Sorry It's 18.16 Mbps(Download) 5.36Mbps(Upload) is that too slow for 3D?


----------



## Don Landis

afterlife2 said:


> Sorry It's 18.16 Mbps(Download) 5.36Mbps(Upload) is that too slow for 3D?


Oh that should be fine. I recall that Netflix wants 13Mbs sustained. The trouble with some ISP's is they start out at the rated speed you see on those speed test sites, but after a few minutes slow down. I use a sustained bandwidth account so it maintains the rated speed indefinitely. At 18 you should get far enough ahead in the cache so that if you do get a momentary slow down to 5Mbs, it should continue to play. Just watch out for other uses in your house that can eat into your Netflix hog. 

As zeez said the content is rather sparse. A few really nice movies as long as you aren't particular on genre among many kids cartoons and low budget stuff. I liked the Red Bull 3D productions too. But once you get through the Netflix content, the we has other resources, like You Tube to sift through. I also like Vudu and Sony for 3D streaming content.
Amazon hasn't had but a couple awful ( IMO ) 3D selections.


----------



## afterlife2

Thanks Don. Yep it does not work. Any special cables that I need to get the Roku to play 3D? http://www.amazon.com/AmazonBasics-High-Speed-HDMI-Cable-Supports/dp/B003L1ZYYM It plays great on my BD player with the disc, but no go on Roku.


----------



## rolldog

Don Landis said:


> I hadn't seen it before in the 3D titles. Yes, many of these with the exception of Beowuf and the Chinese one I've been underwhelmed. I'm beginning to believe Netflix has the 3D as a proof of technology at this time.
> 
> I'll keep checking! My new Sony 6200 region free player does Netflix 3D and Youtube 3D very well.


How did you make your Sony 6200 region free? Did you flash it with a custom firmware or BIOS to get these added functionalities? I have a Sony 3D BD-DVD player and would like to take advantage of this.


----------



## old corps

rolldog said:


> How did you make your Sony 6200 region free? Did you flash it with a custom firmware or BIOS to get these added functionalities? I have a Sony 3D BD-DVD player and would like to take advantage of this.



He purchased it here http://www.220-electronics.com/sony-bdp-s6200-region-free-blu-ray-dvd-player.html .


Ed


----------



## Brenton Wirth

*Netflix 3d streaming on Oculus Rift DK2*

Has anyone been able to get Netflix 3D movies to play on their PC's? and if so in side-by-side view? I have Oculus Rift DK2 and would like to be able to playback netflix 3d movies on it. 

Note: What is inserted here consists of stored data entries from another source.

Issue #151, opened 2026-09-02
Schedule the Entra syncs: nightly users sync then group sync as a timer-triggered Function


kolatts:
Discovered while implementing #41.

Both Entra syncs are admin-triggered only: `POST /users/sync` (#40) and now `POST /groups/sync-entra` (#41). Both are pull-only and idempotent — designed from the start to be safe on a schedule — but nothing schedules them, so a fork's roster drifts from the directory until somebody remembers to press the button.

Epic #10's background services cover the monthly reset (#38) and usage sync (#39); directory sync is not in either.

## Ask

Add a timer-triggered Function (the #39 shape: isolated worker, `TimeProvider`, its own audit row) that runs, in order:

1. `POST /users/sync`'s reconciliation — so people who joined the tenant have `User` rows.
2. `POST /groups/sync-entra`'s reconciliation for every linked group — which is the order that matters, because group sync skips directory members with no `User` row and reports them as `skippedUnknownUserCount`.

Details to settle:

- **Cadence** and whether it is configurable (`Entra:SyncSchedule`?). Daily overnight is the obvious default.
- **Actor.** Both services currently attribute their audit row to the calling admin via `IAuditService`. A scheduled run has no caller, so it needs `IAuditWriter.AddSystem(…)` — which means the sync services need to take the actor rather than resolve it, or grow a system-actor entry point. Same problem the monthly reset already solved; follow whatever #38 landed.
- **Off switch.** `Entra:Enabled` already gates the directory client (a disabled host returns 400); the scheduled job must no-op quietly on such a host rather than logging an error every night.
- **Departure detection is currently suspended** whenever the directory reports group-principal app-role assignments (#121). Scheduling the sync before #121 lands means the nightly run adds and updates but never deactivates — acceptable, but the job's logging should make that obvious rather than looking like a clean run.

kolatts:
The pattern this issue asks to follow now exists — from the #38/#39/#84/#119 Functions wave. For whoever picks this up:

- **Where the code goes.** `src/FoundryGate.Functions/Functions/<Name>Function.cs` is a thin `TimerTrigger` that delegates to a service in `Services/<Area>/`, so the behaviour is unit-testable without a Functions host. `MonthlyQuotaResetFunction` / `MonthlyResetJob` is the model.
[...]

Issue #150, opened 2026-09-02
Decide whether a group's Entra link should be changeable after creation (link / unlink / re-point)


kolatts:
> Parent: #223 — Product decisions pending

Discovered while implementing #30.

`CreateGroupRequest` accepts an optional `EntraGroupId`; `UpdateGroupRequest` deliberately does **not** carry one, so `PUT /groups/{id}` cannot link, unlink, or re-point a group at a different Entra group. The reasoning is on `IGroupService.UpdateAsync`: re-pointing a synced group at a different directory group would silently rewrite its entire roster on the next `sync-entra` run — an admin who mistypes a GUID would find a team's whole membership (and therefore its budget) replaced by a stranger's, with the only trace being one `group.entra-synced` audit row. Today the answer is "delete and recreate", which at least makes the destruction explicit.

That is a defensible default but not obviously the right permanent one — an admin whose directory group was itself recreated (new object id, same people) has no way to fix the link without losing the group's identity, its `GroupUnique`, and its audit history.

## Ask

Decide, and implement whichever way it goes:

- **Allow it**, with the consequence made visible: a separate `PUT /groups/{id}/entra-link` (or a `PATCH`) that takes the new `entraGroupId`, returns a *preview* of the resulting add/remove counts, and requires a confirmation flag before it writes — so "you are about to remove 14 people and add 9" is on screen before the roster changes.
- **Or keep it immutable**, and say so in `reference/api.md`'s Groups section as a rule rather than as an aside, plus add the unlink case (clearing `EntraGroupId` to convert a synced group into a native one) if that is wanted — unlinking is not destructive and could be allowed on its own.

Also worth settling in the same breath: `Group.IsEntraSynced` is currently just "`EntraGroupId` is non-empty" — if linking becomes mutable, decide whether the flag should mean something independent (e.g. "linked but sync paused").

kolatts:
Partly answered in #152's fix pass, so this issue is now narrower.

**Settled and shipped:**

[...]

Issue #149, opened 2026-09-02
Entra group sync: hoist the user map out of the per-group loop and decide SyncAllAsync's failure semantics


kolatts:
Discovered while implementing #41.

`EntraGroupSyncService.SyncAllAsync` loops the linked groups and calls the same per-group reconciliation `POST /groups/{id}/sync-entra` uses. Two things that are fine for one group and wasteful (or unhelpful) for many:

## 1. The whole `Users` table is read once per group

`SyncGroupAsync` projects every `User` into an oid → `(UserId, EntraObjectId, IsActive)` map so a large Entra group can be resolved without a `WHERE EntraObjectId IN (…)` that would blow the provider's parameter limit (the same reason `EntraUserSyncService` loads the table). With *N* linked groups that is *N* full reads of the table in one request.

**Ask:** hoist the map to the run — build it once in `SyncAllAsync` and pass it into the per-group reconciliation — while keeping `SyncAsync(groupId)` building its own. Newly-provisioned users cannot appear mid-run (nothing in this path inserts users), so one snapshot per run is correct.

## 2. One group's failure ends the run

A Graph failure (or any exception) on group 3 of 5 propagates: groups 1-2 stay committed — each group is its own unit of work — but 4-5 are never attempted and the caller gets a 500 with no summary of what did happen. Re-running is idempotent, so nothing is corrupt; it is just an unhelpful answer.

**Ask:** decide between (a) keep fail-fast, but return the partial summaries with the failure named, or (b) isolate per group — record the failure against that group and continue. Either way the response shape needs a per-group status, which is a `GroupSyncResult` change, so it is worth doing deliberately rather than by accident.

Neither is urgent: a fork has a handful of linked groups, not hundreds.

kolatts:
Claiming this on branch `claude/hardening-entra-groups-config` (hardening wave, alongside #121/#164/#123/#145).

PR #152, opened 2026-09-02
feat(groups): group CRUD, membership and Entra group sync

### LINKED ISSUE #30: Implement group CRUD: create, list, get, update, and delete
Part of #6.

All endpoints require the admin role. `POST /groups` creates a group with optional `EntraGroupId` for Entra linking. `GET /groups` returns a paged list with member count. `GET /groups/{id}` returns full detail including members. `PUT /groups/{id}` updates name, description, quota, or unlimited flag — a quota change must re-resolve allocations for all current members. `DELETE /groups/{id}` removes the group and all `GroupMember` rows (does not delete users or affect their quotas beyond group override removal).

### LINKED ISSUE #31: Implement group membership management and Entra group sync
Part of #6.

`POST /groups/{id}/members` adds a user by `userId`, records the `AddedBy` admin reference, and re-resolves quota for the new member. `DELETE /groups/{id}/members/{userId}` removes them and re-resolves. `POST /groups/sync-entra` calls Microsoft Graph `GET /groups/{entraGroupId}/members`, resolves FoundryGate users by `EntraObjectId`, adds new members, removes departed ones, and re-resolves allocations for all changed memberships. Returns a sync summary.

### LINKED ISSUE #41: Implement Entra group member sync (POST /groups/sync-entra)
Part of #11.

`POST /groups/sync-entra` requires the group to have `EntraGroupId` set; returns 400 otherwise. Call Graph `GET /groups/{entraGroupId}/members?$select=id` to retrieve current Entra member IDs. Resolve them to FoundryGate `User` records by `EntraObjectId`. Add rows to `GroupMember` for new members (with a system actor for `AddedBy`); remove rows for departed members. Re-run quota resolution for all affected users. Return `{ added, removed }`. Write a `sync.group-members` audit log entry per sync run.

kolatts:
Implements the whole `/api/v1/groups` surface: CRUD (#30), membership (#31) and Entra group sync (#41). All admin-only, all behind `Services/Groups/`.

| Method | Path | What it does |
|---|---|---|
| `GET` | `/groups` | Paged, ordered by name, `memberCount` projected; `?search=` over name + description |
| `POST` | `/groups` | `201` + `Location`; optional `entraGroupId` link; tier-validated quota |
| `GET` | `/groups/{id}` | Group + full roster |
| `PUT` | `/groups/{id}` | Name/description/quota; a quota change re-resolves every active member |
| `DELETE` | `/groups/{id}` | `204`; `409` if populated unless `?force=true`; former members re-resolved |
| `GET`/`POST` | `/groups/{id}/members` | Paged roster; add by `userId`, attributed to the calling admin |
| `DELETE` | `/groups/{id}/members/{userId}` | `204`; re-resolves |
| `POST` | `/groups/{id}/sync-entra`, `/groups/sync-entra` | Reconcile one / every linked group |

**Quota resolution now reads group state through the change tracker.** This is the one change outside `Services/Groups`, and it is the reason everything else could stay a single unit of work. `QuotaResolutionService` resolved levels 3-4 with a projection query straight to the database (`gm.Group.IsUnlimited`, `gm.Group.MonthlyTokenQuota`), which cannot see pending changes — so "edit the group's quota → re-resolve → save once", which is exactly what `PUT /groups/{id}` does, would have resolved against the policy the admin just replaced. Same for adding a member (the `GroupMember` isn't in the database yet) and deleting a group (its memberships still are). It now reads the persisted `(UserId, GroupId)` pairs, overlays this unit of work's Added/Deleted `GroupMember` entries and Deleted `Group`s, and loads the referenced groups **tracked** so EF's identity resolution hands back the instance the caller mutated. Same "pending state first, database second" rule `FindExistingAsync` and `CurrentUserAccessor.TryGetUserAsync` already follow, and four new tests in `QuotaResolutionServiceTests` pin it. User-level resolution was already correct (`ResolveAsync` loads the `User` tracked), so nothing else changes behaviour.

**Create is the one two-save path, and it is wrapped in a transaction.** `GroupId` is an `IDENTITY` value, so it does not exist until the insert runs, and the audit row's `TargetId` has to be that id rather than a placeholder the audit viewer cannot filter on. Insert → save → audit → save, inside `BeginTransactionAsync`, keeps the guarantee the single-save convention exists for. Every other mutation is a genuine single `SaveChangesAsync` with its audit row added first.

**Re-resolution covers active members only.** A deactivated developer holds no enforceable key, and `GET /quota/allocations/me` already refuses to mint them an allocation — minting one here would contradict it. Entra sync still *records* the membership for an inactive user (it is a fact about the directory), it just does not allocate.

**Directory-added memberships carry `AddedByUserId = null`.** The directory chose the membership, not the admin who pressed the button; crediting them would make the audit trail lie. The nullable column was already there for this.

**Orphan Entra members are skipped, counted and logged** — `GroupSyncResult` gains `SkippedUnknownUserCount` (positional record; the Blazor client only consumes it, so it still compiles). A non-zero count means those people have never signed in and were not imported: run `POST /users/sync` first.

**`Group.Name` gains a unique index** (mirrored in `Groups.sql` for `SchemaParityTests`). The service check is case-insensitive on both providers via `ToLower()` — SQL Server's default collation is CI and SQLite's is not, and a rule that behaves differently in the harness than in production is worse than one that cannot use the index at group scale. A `DbUpdateException` on save is translated to the same `409` only when the name really is taken; anything else rethrows.

**`EntraGroupId` is not updatable, is unique, and owns the roster.** Re-pointing a synced group at a different directory group would silently rewrite its whole roster on the next sync, so the link is set at creation only (#150 holds the "should a guarded re-link exist" question). A filtered unique index `IX_Groups_EntraGroupId` (`WHERE [EntraGroupId] <> ''` — filtered because the column is non-nullable and empty means "not linked") stops two groups backing onto one directory group. And a linked group's membership routes answer **409**: a manual add would be applied and then silently undone by the next sync, which is a worse answer than refusing. Group *policy* — name, description, quota — stays editable.

**Commit-point discipline.** Re-resolution can move a developer's APIM subscription between tier products, so every write path resolves the actor and makes every refusal *before* it, and writes its audit row and saves on `CancellationToken.None` when `QuotaResolution.TierSyncRequested` says the gateway was actually touched — an unchanged tier or an empty member list is not a commit point. `CreateAsync` joins an ambient transaction rather than opening a nested one (the `ApimKeyService` guard).

**`IsEntraSynced` is derived, not stored.** The column is gone from the entity and `Groups.sql`; the response field is computed from `EntraGroupId` in the read projection, so the two cannot drift.

**The duplicate-name 409 is collation-agnostic.** Recognised by the identifier the provider names in the violation (`IX_Groups_Name` on SQL Server, `Groups.Name` on SQLite), not by a `LOWER(Name)` re-query that an accent-insensitive database would miss. Anything else rethrows.

**A host with Entra disabled answers 503, not 400** (`FeatureNotConfiguredException`): the request is well-formed and the caller can do nothing about it. `POST /users/sync` moves with it, and it keeps "this host has no Graph" distinguishable from "this group has no Entra link", which is a genuine 400.

## Corrections to existing docs

`architecture/overview.mdx` described group sync as bulk provisioning and deprovisioning — creating `User` rows for directory members, deleting APIM subscriptions for departed ones. That is bulk *user* sync. Group sync reconciles memberships only: it never creates, deactivates or deletes a user, and never revokes a key. The pipeline is rewritten to what ships, and the "departures are hard" caution is split so it attaches to the account-level event it actually describes.

The Blazor typed client's group methods were written against a surface that never shipped (`GetGroupsAsync` returning an unpaged list); they now match the real one, plus the member roster and per-group sync.

## Verification

- `FoundryGate.Tests.Predeployment` — **665 passed, 0 failed**
- `npm run build` in `docs-site/` — 13 pages, complete
- `plans/06-groups.md` and `plans/11-entra-sync.md` verification items ticked, with an "As landed" note on each approach section

New tests: `GroupServiceTests`, `EntraGroupSyncServiceTests` and `GroupsEndpointTests` (including the 401/403 matrix over all ten routes), four pending-change cases in `QuotaResolutionServiceTests`, and filtered-index support in `SchemaParityTests` — its own docstring requires extending it in the same PR that adds a filtered index. The Entra tests run against `FakeEntraDirectoryClient` — including a 250-member group with ids duplicated across "pages" — and against `DisabledEntraDirectoryClient` for the 503. No live Graph; the live items are on #120.

## Deferred, filed rather than left inline

- #149 — `SyncAllAsync` reads the whole `Users` table once per group, and one group's directory failure ends the run
- #150 — decide whether `EntraGroupId` should be re-linkable, with a preview + confirmation
- #151 — schedule the Entra syncs (users, then groups) as a timer-triggered Function
- #163 — sweep the commit-point rule across the quota-resolution callers outside this area (`QuotaAllocationService.ResetAsync` has the same shape); should land in #118's wave rather than after it
- #120 — live-validation items added in a comment: `transitiveMembers` against the documented Graph roles (`GroupMember.ReadBasic.All` may not cover it), >100-member paging, guest/B2B members, `skippedUnknownUserCount` after a users sync

Closes #30
Closes #31
Closes #41


kolatts:
**APPROVE**

Best-argued PR in the wave. The `QuotaResolutionService` overlay is genuinely correct — I probed the two multi-group cases it has no tests for and both resolve right — and it's an O(1)-query change, not the N+1 I went hunting for. One docs invariant got missed and the commit-point ordering slipped in three of four write paths; neither is deep.

---

**Issues**

- **Major** `docs-site/src/content/docs/getting-started/why-foundrygate.mdx` lines 50, 65, 198 — You corrected `overview.mdx` to say group sync never creates a `User` or issues a key, but the *simplest* level still says "when a developer joins a FoundryGate-linked Entra group, they're automatically provisioned: user record created, key issued... when they leave, the key is revoked" and "Group sync → key + quota". CLAUDE.md's docs invariant #2 wants every behavioral change at ALL levels, and right now two levels of the progressive docs flatly contradict each other.

- **Minor** `src/FoundryGate.Api/Services/Groups/GroupService.cs` lines 177/181, 234/236, 319/321 and `EntraGroupSyncService.cs` lines 123/136 — `audit.LogAsync` resolves the actor internally (`GetRequiredUserAsync` → 403 for an unprovisioned admin), so in `UpdateAsync`, `DeleteAsync` and `RemoveMemberAsync` that refusal lands *after* `ResolveManyAsync` has already moved APIM. CONVENTIONS: "resolve the actor and do every refusal *before* the call." `AddMemberAsync` line 278 gets it right, which is what makes it look accidental rather than considered.

- **Minor** same lines — and the other half of that rule: the audit row and `SaveChangesAsync` after the tier move run on the request's `CancellationToken` rather than `CancellationToken.None`, so a client that hangs up mid-`PUT /groups/{id}` moves a whole team's APIM products with nothing in the database to show for it. `NullGatewayTierSync` makes this latent today; #156 lands the real one. `QuotaAllocationService.ResetAsync` has the same shape, so this may be #118's to own — but it wants an issue either way.

- **Minor** `src/FoundryGate.Api/Services/Groups/GroupService.cs` line 83 — `CreateAsync` calls `BeginTransactionAsync` unconditionally where `ApimKeyService` line 74 uses `CurrentTransaction is null ? … : null`. I confirmed with a throwaway test that an ambient transaction turns this into an `InvalidOperationException`, and the `CommitAsync` would commit somebody else's transaction if it didn't. Nothing composes it today; #156 lands orchestrators that do.

- **Nit** `src/FoundryGate.Api/Services/Groups/GroupService.cs` line 404 — `SaveWithNameConflictAsync` claims the 409 only when `LOWER(Name)` matches, but the index that raised the error is collation-based; on an accent-insensitive database "Résumé" vs "Resume" trips `IX_Groups_Name` and then rethrows as a raw 500. Worth knowing too: under SQLite the index is case-sensitive, so no test ever reaches this catch block.

- **Nit** `src/FoundryGate.Data/Entities/Group.cs` line 39 — nothing reads `IsEntraSynced`; `SyncAllAsync` filters on `EntraGroupId != string.Empty` instead, so it's derived state that can only drift. #150 already asks the question — worth answering there rather than keeping two sources of truth.

- **Nit** `src/FoundryGate.Api/Services/Groups/EntraGroupSyncService.cs` line 69 — two groups can link to the same `entraGroupId` (verified; no index, no check), giving their members `GroupMax` of both quotas off one directory group. Deterministic, so not a bug — but probably not what an admin who double-pasted a GUID meant.

- **Nit** `src/FoundryGate.Api/Services/Groups/EntraGroupSyncService.cs` line 61 — "Entra is disabled on this host" comes back as a 400 next to "this group has no link", which is a real caller error. CONVENTIONS now has `FeatureNotConfiguredException` → 503 for exactly this and `FoundryDeploymentService` uses it; `DisabledEntraDirectoryClient` predates the rule so it isn't yours, but this PR pins the 400 into two more endpoints, the docs and a test.

---

**Things I went looking for and didn't find**

- `LoadGroupPoliciesAsync` is two set-based queries regardless of user count, and `ChangeTracker.Entries<T>()` runs once per resolution, not per user — `ResetAsync` over every active user is still O(1) queries. EF Core 10 translates the `Contains` lists to `OPENJSON`, so no parameter-limit cliff either.
- The overlay is right for the cases you didn't test: deleting one of two groups leaves the other's policy standing, and editing one of two takes the max including the pending edit. Both verified against a real SQLite context.
- `GroupQuery` as an attribute-free positional `[FromQuery]` record is fine — #128 is about validation attributes on request *bodies*, and `AuditLogQuery` is the same shape.
- `Groups.sql` matches the entity (SchemaParity green); `TestDataSeeder` no-ops on existing users, so the new unique index doesn't break re-seeding; the Web client compiles against the real routes.
- 401/403 matrix covers all ten routes, `Location` is lowercase per #129 and actually resolves, 537/537 predeployment green, build clean at 0 warnings, `dotnet format` clean.

---

**Merge order** — #148, then this, then #156.

#148 has the smallest shared surface: one DI line, its own `reference/api.md` section, and `TestDataSeeder` which nobody else touches. This one next — #156 doesn't touch `QuotaResolutionService` at all, so the overlay lands clean, and #156 then rebases onto the corrected `overview.mdx` it's meant to build on (its "the subscription deletion and hard stop land with the user lifecycle work" aside is literally handing itself the baton). #156 last because it owns the widest blast radius — `GlobalExceptionHandler`, `ApiTestFactory`, `QuotaAllocationService`, and the real `ApimGatewayTierSync` that turns the commit-point Minors above from latent into live. Expect trivial conflicts in `ApiServiceCollectionExtensions.cs` (adjacent registration lines, three ways) and `reference/api.md` (different sections); the only real one is `overview.mdx` between this and #156.

kolatts:
Fix pass pushed as `4244217`. All eight taken; point by point.

---

**Major — `why-foundrygate.mdx` contradicts the corrected `overview.mdx`.** Fixed, and you were right that it was the *simplest* level that mattered most — it was the one making the flatly false promise. Rewrote all three places in the plain register, and the fix was to separate the two syncs rather than to soften the wording:

- The card is now "Entra-synced access": being given access to FoundryGate in Entra is what creates the account and issues the key, losing it is what revokes them — and team groups are called out as a *separate* sync that moves a person's budget without touching their account.
- The comparison table splits the one row into two: "Assigned in Entra → account + key" and a new "Team budgets from the directory | ❌ Nothing to sync | ✅ Entra group membership → that team's budget tier". The deprovisioning row now says "Access removed in Entra", not "Departure detected", because leaving a *team* group detects nothing.
- The "Entra sync" prose is now two bullets under one sentence — "who has an account" and "which team's budget they get" — ending with the explicit line that moving somebody between teams "only changes the size of their budget — it never creates or closes their account, and never touches their key."

---

**Minor — actor resolved after the side effect.** Fixed in all five paths (`UpdateAsync`, `DeleteAsync`, `RemoveMemberAsync`, `SyncAsync`, `SyncAllAsync`). It *was* accidental: `AddMemberAsync` needed the actor's `UserId` for `AddedByUserId`, so it happened to do the right thing, and the others let `audit.LogAsync` resolve it implicitly. There is now an explicit `EnsureActorAsync` first line, and both sync entry points resolve before the directory read — an unprovisioned admin should not even cost a Graph call. `Write_paths_refuse_an_unprovisioned_caller_before_re_resolving_anything` pins all four group paths at once and asserts `_tierSync.Calls` is empty and the allocation unmoved; `SyncAsync_refuses_before_reading_the_directory_when_the_caller_has_no_user_row` does the sync side.

---

**Minor — commit token after the tier move.** Fixed, and the signal is `QuotaResolution.TierSyncRequested` rather than "did we call resolution": an empty member list, or a re-resolve where nobody's tier actually changed, is not a commit point and shouldn't opt out of cancellation. So each path computes `gatewayMoved` from the resolutions and passes `CommitToken(gatewayMoved, cancellationToken)` to both the audit call and `SaveChangesAsync`.

You were right that this is bigger than my area — `QuotaAllocationService.ResetAsync` has exactly the same shape and `GetMyAllocationAsync` a smaller version of it. Filed **#163** for the sweep, with the suggestion that the "audit + save on `None`" tail belongs to the resolution seam itself rather than to each caller, since resolution already reports its own commit point. Flagged there that it should land in #118's wave, not after it.

---

**Minor — unconditional `BeginTransactionAsync`.** Fixed with the `ApimKeyService` guard (`CurrentTransaction is null ? Begin… : null`), and the commit is now conditional on having opened one, so we can't commit somebody else's. `CreateAsync_joins_an_ambient_transaction_instead_of_opening_a_nested_one` runs it under an outer transaction and asserts the outer is still ours to commit afterwards.

---

**Nit — collation-dependent 409.** Good catch, and the fix went the way you suggested rather than fixing the re-query: detection is now by the identifier the provider names in the violation (`IX_Groups_Name` on SQL Server, `Groups.Name` on SQLite — both identifiers, so a localized server message doesn't break it), with anything else rethrown untouched. That also closes a hole the re-query had: a loser whose winner then rolled back would have re-queried clean and thrown a 500.

On "no test ever reaches this catch block" — there is one now, and it doesn't need a second connection. Adding a conflicting `Group` to the change tracker without saving produces exactly the situation the index exists for: the pre-check's query can't see it, both rows insert in one `SaveChanges`, the index rejects the pair. `CreateAsync_maps_a_unique_index_violation_the_pre_check_could_not_see_to_409` and its negative twin on `IX_Groups_GroupUnique` (which must stay a `DbUpdateException`, not become a misleading 409) both go through the real catch.

---

**Nit — `IsEntraSynced` is derived state.** Agreed, and rather than answering it on #150 I deleted it: the column is gone from the entity and `Groups.sql`, and `GroupResponse.IsEntraSynced` (unchanged on the wire) is now `group.EntraGroupId != string.Empty` in the read projection. Left a note on the entity that a future "linked but sync paused" needs its own honestly-named column rather than a re-purposed derived flag. #150 is updated and re-titled to just the link-mutability question that's actually still open.

---

**Nit — two groups can link to one `entraGroupId`.** Fixed rather than documented: filtered unique index `IX_Groups_EntraGroupId` (`WHERE [EntraGroupId] <> ''` — filtered because the column is non-nullable and empty means "not linked", so an unfiltered unique index would allow exactly one native group in the whole fork), plus a friendly pre-check and the same identifier-based 409 on the race.

That meant honouring `SchemaParityTests`' own rule about extending it in the same PR: it now parses an optional `WHERE` clause off the index DDL and compares it to `index.GetFilter()`, normalising whitespace and balanced outer parens so DacFx's `([EntraGroupId]<>'')` and the model's `[EntraGroupId] <> ''` agree. Text-level, not semantic — documented as such, alongside moving "filtered indexes" out of the deliberate-limits list. The green run is real: had the regex not captured the filter, the model's non-empty filter would have compared against `""` and failed.

---

**Nit — 400 for a disabled host.** Taken; you're right that it pins the wrong answer into two more endpoints. `DisabledEntraDirectoryClient` now throws `FeatureNotConfiguredException` → **503**, which also keeps "this host has no Graph" distinguishable from "this group has no Entra link" — a genuine 400 that sits right next to it. Updated `DisabledEntraDirectoryClientTests`, `UsersSyncEndpointTests` (so `POST /users/sync` moves too), the `[ProducesResponseType]` sets on both controllers, `reference/api.md`'s Users and Groups sections, and the fork guide's troubleshooting entry, which now names both endpoints and says why it's a 503.

---

**Your "below threshold" observation — manual membership on a linked group.** Agreed it's a trap, and it's now a 409 on both `POST /groups/{id}/members` and `DELETE /groups/{id}/members/{userId}` when the group has an `entraGroupId`, naming the directory group and the sync endpoint to use instead. Group *policy* stays editable — the directory owns who is in the group, not what the group is worth. `EntraGroupSyncService` writes `GroupMember` rows directly, so it is unaffected. Documented in `reference/api.md` and covered at both service and endpoint level.

---

**Merged `origin/main` after #148 landed** (`8cf5ac4`). Three conflicts, all additive on both sides: the adjacent DI registration lines; `LoadGroupPoliciesAsync` next to the new `PreviewAsync`; and their two test blocks. Kept everything. `PreviewAsync` deliberately keeps its straight `AsNoTracking` projection rather than routing through the tracker-aware loader — it is a pure read with nothing pending in the unit of work, and staying untracked is the point of it — with a note in place pointing at #163 for the day a caller previews *after* editing a group in the same request.

**Verification after the pass and the merge:** build 0 warnings / 0 errors; predeployment **743 passed, 0 failed**; `dotnet format --verify-no-changes` clean; docs build 14 pages.

**Merge order:** understood that it's now #148 → #156 → #152, with me last so #156's `MoveToProductAsync` change lands first — which matters here, because a group quota change fans the tier sync out across every member and each one committing its own unit of work would be exactly the half-finished state this PR's commit-point work is trying to avoid. #148 is already merged in. I'll take #156 on your signal; the likely conflicts there are `overview.mdx` (its aside hands itself the baton from mine), `reference/api.md`, and `ApiServiceCollectionExtensions.cs` again.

Can anyone help or at least point me in the right direction?


----------



## CheyenneWay

This would be the best thing since peanut butter and jelly if they can get it to work on PC!


----------



## Don Landis

Just an FYI-

I began to have serious trouble getting Netflix 3D several weeks ago as none of the old titles were coming in as a 3D choice. I figured it just must be another sign of the times Netflix is ending their 3D selection altogether. Then last week, I tried to sign in on Netflix on my devices in the Home Theater and they kept showing a connection error. My new favorite app player is the Region Free Sony BP6200 and none of the apps on it would work. Only the internet browser.

Did a little searching on the internet and discovered Sony had an updated firmware, so I tried to update via the internet and that didn't work either. Finally resorted to downloading the latest firmware for the player on the computer and unzipping it to a flash drive and doing the update that way via the player's USB port. After the update Netflix is back and even the 3D selections! There are a few new titles too. But these were just animations and one Chinese myth story. All played well in 3D. 

I haven't checked my PS 3 lately but plan to see if that also has outdated firmware that will need a computer to do the update. 

In the past, these updates to Sony devices have been automatic as downloads from the internet. But it appears Sony changed it's DNS servers 1 and 2, so the devices can no longer get updates to find them. Not too smart of them! So, if you have a Sony device and can't connect to the Sony apps, get to a computer and download the firmware update for your device. It probably will fix the problem. 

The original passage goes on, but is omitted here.